I am very pleased to report a positive outcome on the latter. We have been able to secure a EUR 13 million credit facility from a French financial institution under this program. The credit facility has an initial term of 12 months and is extendable by IPC for up to a further five years. The credit facility is unsecured and is on less expensive terms than IPC’s existing credit facilities.
In Canada, we have also commenced discussions with our banking partners. Our primary Canadian RBL facility is currently sized at CAD 375 million and we have drawn CAD 297 million at the end of the first quarter. Whilst our RBL redetermination discussions are not expected to be completed until later in Q2 2020, we have been encouraged by the financial support package that has been announced by the Canadian Federal Government, through Export Development Canada (EDC). This program aims to support the oil and gas sector by maintaining liquidity during the crisis, through the form of guarantees provided by EDC in respect of RBL facilities. Our CAD 42.5 million facility assumed as part of the Granite Acquisition is not up for review until the year end. This is currently drawn at CAD 40 million.
In addition, IPC has the benefit of a hedging program in Canada in place through to the end of June 2020, that is expected to provide a minimum average realized WCS price of approximately USD 16 per bbl on our curtailed oil production levels in Canada during Q2 2020.
We retain access to financial headroom under the current terms of our existing and new credit facilities available to us in excess of USD 100 million. Taken together with our operational choices and updated hedging program, we expect to be able to fully fund our revised 2020 expenditure program from cash flows and current borrowing capacity. Assuming average 2020 Brent oil prices of USD 25 per barrel and assuming WCS oil prices are at zero for the remainder of the year, we expect to utilize less than 40% of our existing liquidity headroom. This demonstrates the financial resilience of IPC to respond to sustained low oil prices.
Q1 2020 Performance
During Q1 2020, our assets delivered average daily net production of 46,000 boepd, in line with our original CMD Q1 2020 guidance. Our operating costs per boe for Q1 2020 was USD 12.5, slightly below our original CMD Q1 2020 guidance.

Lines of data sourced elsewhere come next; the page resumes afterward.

PR #3079, opened 2026-08-11
SWC-7901 - Add JSON Schema client methods and query hooks

nickgros:
- Add SynapseClient methods and KeyFactory keys for listing JSON
  Schema organizations, schemas, and schema versions
- Add useListOrganizations, useListJsonSchemasInfinite, and
  useListJsonSchemaVersions query hooks with tests
- Add MSW mocks and handlers for the new listing endpoints

---

### DIFF
--- a/packages/synapse-react-client/src/synapse-client/SynapseClient.ts
+++ b/packages/synapse-react-client/src/synapse-client/SynapseClient.ts
@@ -3716,15 +3716,11 @@ export const getAllOfPaginatedService = async <T>(
   const results: T[] = []
 
   while (existsMoreData) {
-    try {
-      const data = await fn(limit, offset)
-      results.push(...data.results)
-      offset += data.results.length
-      if (data.results.length < limit) {
-        existsMoreData = false
-      }
-    } catch (e) {
-      throw Error(`Error on getting paginated results ${e}`)
+    const data = await fn(limit, offset)
+    results.push(...data.results)
+    offset += data.results.length
+    if (data.results.length < limit) {
+      existsMoreData = false
     }
   }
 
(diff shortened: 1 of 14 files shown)


packages/synapse-react-client/src/synapse-client/SynapseClient.ts
```diff
@@ -3716,15 +3716,11 @@ export const getAllOfPaginatedService = async <T>(
...
   while (existsMoreData) {
-    try {
-      const data = await fn(limit, offset)
-      results.push(...data.results)
-      offset += data.results.length
-      if (data.results.length < limit) {
-        existsMoreData = false
-      }
-    } catch (e) {
-      throw Error(`Error on getting paginated results ${e}`)
```
nickgros, line 3727: Update these utilities to avoid unnecessarily wrapping the error.

For example, we may cancel the fetch and trigger an `AbortError`, and we want to detect it as such.

packages/synapse-react-client/src/synapse-queries/jsonschema/useListOrganizations.ts
```diff
@@ -0,0 +1,39 @@
...
+ */
+export function useListOrganizations(
+  options?: Partial<UseQueryOptions<Organization[], SynapseClientError>>,
+) {
+  const { synapseClient, keyFactory } = useSynapseContext()
+  return useQuery<Organization[], SynapseClientError>({
+    ...options,
+    queryKey: keyFactory.getListOrganizationsQueryKey(),
+    queryFn: ({ signal }) =>
+      getAllOfNextPageTokenPaginatedService<Organization>(
```
nickgros, line 21: Note: We do not have an organization search service today. This will fetch all organizations (<250 in production today) to support a client-side search.

Since this is a niche tool, I think this will work for now and add the service(s) we need if/when we see meaningful performance issues.

jay-hodgson: Just out of curiosity, what is the page size (which results in <250/x requests)?

jay-hodgson (approved):

packages/synapse-react-client/src/synapse-queries/jsonschema/useListOrganizations.ts
nickgros: Page size is 50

Operating cash flow generation for the first quarter amounted to USD 21.5 million, below our original CMD guidance as a result of the weakness in commodity prices towards the end of Q1 2020. This coincided with two cargo liftings in Malaysia in March 2020 when Brent prices averaged USD 32 per bbl and the falling commodity prices also impacted the revenues in France where pricing is based on one month forward Brent prices.
Capital expenditure during Q1 2020 of USD 56 million was around USD 6 million below forecast as we began implementation of our expenditure reduction program.
Net debt increased from the 2019 year end level of USD 291 million (including the cost of the Granite Acquisition) to USD 302.5 million as at March 31, 2020 which also includes the funding of USD 17 million of share repurchases under the share repurchase program in Q1 2020.”